In the late 1980s, the availability of logic synthesis tools (such as Design Compiler) that could accept hardware description language descriptions using Verilog and VHDL and compile a high-level description into to an optimised gate level netlist brought "standard-cell" design into the fore-front. A standard-cell library consists of pre-characterized collections of gates (such as 2 input nor, 2 input nand, invertors, etc.) that the silicon compiler uses to translate the original source into a gate level netlist. This netlist is fed into a place and route tool to create a physical layout. Routing applications then place the pre-characterized cells in a matrix fashion, and then route the connections through the matrix. The final output of the "place & route" process comprises a data-base representing the various layers and polygons in GDS-II format that represent the different mask-layers of the actual chip.

Finally, designers can also take the "full-custom" route in implementing an ASIC. In this case, an individual description of each transistor occurs in building the circuit. A "full-custom" implementation may function five times faster than a "standard-cell" implementation. The "standard-cell" implementation can usually be implemented quite a bit quicker and with less risk of errors, than the "full-custom" choice.

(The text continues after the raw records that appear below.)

Issue #1160, opened 2025-08-15
Unexpected undefined not assigned


Lin-coln:
## 🐛 Bug Report

When I assign "undefined" to the prop "foo" of draft, and the prototype of base has the prop "foo" which is "undefined",
the final return value is not assigned an "undefined" to the prop "foo".

## To Reproduce

```ts
import { enablePatches, immerable, produceWithPatches } from "immer";

const proto = { [immerable]: true, name: undefined };
const foo = Object.create(proto);

console.log(`[hasOwnProp] foo:`, Object.prototype.hasOwnProperty.call(foo, "name"));

enablePatches();
const [foo_next, patches, _] = produceWithPatches(foo, (x) => {
  console.log(`[immer] produce foo_next from immer`);
  x.name = undefined;
});

console.log(`[immer] foo_next patches:`, patches);

console.log(`[hasOwnProp] foo:`, Object.prototype.hasOwnProperty.call(foo, "name"));
console.log(`[hasOwnProp] foo_next:`, Object.prototype.hasOwnProperty.call(foo_next, "name"));

foo.name = undefined;
console.log(`[vanilla] assign name manually`);
console.log(`[hasOwnProp] foo:`, Object.prototype.hasOwnProperty.call(foo, "name"));
```

## Observed behavior

```bash
[hasOwnProp] foo: false
[immer] produce foo_next from immer
[immer] foo_next patches: []
[hasOwnProp] foo: false
[hasOwnProp] foo_next: false
[vanilla] assign name manually
[hasOwnProp] foo: true
```

## Expected behavior

```bash
[hasOwnProp] foo: false
[immer] produce foo_next from immer
[immer] foo_next patches: [
  {
    op: "add",
    path: [ "name" ],
    value: undefined,
  }
]
[hasOwnProp] foo: false
[hasOwnProp] foo_next: true
[vanilla] assign name manually
[hasOwnProp] foo: true
```

Lin-coln:
Adjusting the code here may solve it

`src/core/proxy.ts`

<img width="400" height="249" alt="Image" src="https://github.com/user-attachments/assets/27e40df0-4fd4-474a-bb96-48df84922919" />

replace `prop in state.copy_` to `has(state.copy_, prop)`.
In this way, the corresponding prop on the prototype will not be detected

PR #1262, opened 2026-07-02
fix: undefined assigned to a prototype-inherited key gets dropped

chatman-media:
Ran into this via #1160. If a draft's prototype has a key sitting at `undefined` (a class field with no initializer, or anything made with `Object.create`), assigning `undefined` to that same key on the draft is silently swallowed — no own property shows up on the result and no patch gets generated.

The `set` trap uses `prop in state.copy_` to tell "already has this key" apart from "brand new key," but `in` walks the prototype chain, so an inherited key looks like it's already there even though it isn't an own property yet. Swapped it for the `has()` own-property check that's already used a few lines above for basically the same reason.

Added a test in regressions.js that checks both `hasOwnProperty` on the result and the patch that comes out of `produceWithPatches`.

### DIFF
--- a/__tests__/regressions.js
+++ b/__tests__/regressions.js
@@ -5,10 +5,12 @@ import {
 	original,
 	isDraft,
 	immerable,
-	enableMapSet
+	enableMapSet,
+	enablePatches
 } from "../src/immer"
 
 enableMapSet()
+enablePatches()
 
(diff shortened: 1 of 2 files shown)


mweststrate:
Looking good, thanks for noticing and fixing!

As feature sizes have shrunk and design tools improved over the years, the maximum complexity (and hence functionality) has increased from 5000 gates to 20 million or more. Modern ASICs often include 32-bit processors and other large building-blocks. Many people refer to such an ASIC as a SoC - System on a Chip.

The use of intellectual property (IP) in ASICs has become a growing trend. Many ASIC houses have had standard cell libraries for years. However IP takes the reuse of designs to a new level. Designers of most complex digital ICs now utilise computer languages that describe electronics rather than code. Many organizations now sell tested functional blocks written in these languages. For example, one can purchase CPUs, ethernet or telephone interfaces.

For smaller designs and/or lower production volumes, ASICs have started to become a less attractive solution, as field-programmable gate arrays (FPGAs) grow larger, faster and more capable. Some SoCs consist of a microprocessor, various types of memory and a large FPGA.

So having said, this blog is dedicated to Digital Electronics, VLSI, ASICs, SOCs etc.